The concentration of sugar per ton of stem is a characteristic much sought after by mills since, for the sugarcane industry, the higher the sucrose contents, the better. "The results of this study can assist producers in recommending the use of foliar fertilizers and contribute not only to increased productivity and quality of production, but also to increase crop resistance to adverse environmental effects that both impair healthy plant growth and are increasingly frequent",  told.

Another set of experiments conducted by AgroQuatro-S in 3rd cut sugarcane, carried out in the 2018/19 harvest, also showed data on increased productivity. At the time, the complex was used by foliar, in a single application, in the period of culture growth, between 150 and 180 days after regrowth.

The result showed that the productivity (TCH) of sugarcane increased by up to 19 t/ha with the application of 3.0 L/ha, which represented approximately 20% of TCH more when compared to plants that did not receive application of the product.

With the increase in sugarcane yield, a linear increase in sugar production was also observed, thus concluding that the application of 3.0 L/ha of this complex provided gains of around 27% in sugar production.

"The product brings a physiological resilience in the plant allowing it to remain more stable at the time of water stress.In our trials the pre-cold application when the frost is very severe, the complex does not show expressive results of protection, but in the return of conditions favorable to growth (spring), that is, post frost and post stress in the spring, it demonstrated a start that allowed, in part, to recover the performance of the plant", castro says.

Biological assets make all the difference

Moura points out that leaf application is complementary to the soil fertilization process, the main source of access of nutrients to the plant, and important for correcting any deficiencies and/or when there is low efficiency in land application due to unavailability conditions.
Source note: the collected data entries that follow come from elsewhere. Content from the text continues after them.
PR #4163, opened 2023-10-12
Added support for `preservesPitch`

Windows81:
I hadn't been able to test it properly, but changes should be minimal.  Since Video.js doesn't natively support the `preservesPitch` property, I used this snippet of code in `player.js` to get the video player to support the property:
```js
player.tech_.el_.preservesPitch = video_data.params.preserves_pitch;
```

I copied the existing preference structure from `video_loop`, except that the default setting is `true`.  I also provided a brief summary in `config.example.yaml` and added localisation strings in English and Spanish, along with a few other languages.


unixfox:
Can you explain what is "preservesPitch" feature?

Windows81:
If `preservesPitch` is set to `false` on a `<video>` element, then the pitch goes up in proportion with the speed.  That means that if you play a video at 1.5× speed, for example, the pitch goes up by a major fifth.  By default, it's set to `true`.

TheFrenchGhosty:
As someone who watch a lot of videos at  1.25x, 1.5x or 2x speed I can tell you that the pitch doesn't change with the speed.

So I don't see any point in this honestly

SamantazFox:
While I'm not against adding new features, I'm not found of adding more config options. There are already a lot of settings, and imho this can be quite confusing for newer users. It is also getting hard to maintain (the preferences page is slowly becoming an incoherent mess).

As this setting will only be used by a very small minority of our users, in addition to being specific to VideoJS, I'd prefer if it was handled 100% client side. I'm not sure how to present that to the user, but maybe adding a dedicated VideoJS "advanced settings" overlay or similar would be nice!

PR #4209, opened 2023-10-28
ci: update github actions

armujahid:


SamantazFox (approved):

unixfox:
@armujahid 

ideally it would have been so cool if you could update the version of all the other actions :). that would save us a lot of time

armujahid:
Sure. Will check

armujahid:
@ unixfox  done

unixfox:
@armujahid did you check that all the tags exist because there is an error at the compilation: https://github.com/iv-org/invidious/actions/runs/6884034885/job/19054420702?pr=4209

armujahid:
@unixfox  I have reverted my change related to install-crystal. it should pass now.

With this in mind, Yara developed Yara Vita Biotrac, which, in addition to providing Boron and Zinc, combines biological assets from algae extract. "These assets act on the physiological processes of the plant, increasing the efficiency of nutrient use, stimulating vegetative growth and can still mitigate the stresses caused to the plant. The plant can benefit by preparing for a moment of stress, metabolizing compounds that help decrease reactive oxygen species," moura adds, saying that the recommendation is application in the "pre-winter" and early rainy season (spring/summer) with a recommended dose of 1 L/ha.

According to the unesp researcher, biological actives stimulate plants to produce growth-inducing substances such as plant hormones, amino acids and proteins. "Because these biological assets are extracted from plants and/or algae adapted to extreme conditions, in their constitutions there are also compounds generated by the defense metabolism of these organisms (seaweed and plants), thus directly acting in the mitigation of abiotic stresses of cultivated plants that receive them" stresses.

For Vitti, biological actives are reality and when associated with micronutrients promote greater absorption and transport of nutrients, with beneficial effects on cell stretching. "In a practical language they are a basket of active molecules with effects on hormonal modulation, osmoprotection, signaling defenses, stress reducers and antioxidants," vitti concludes.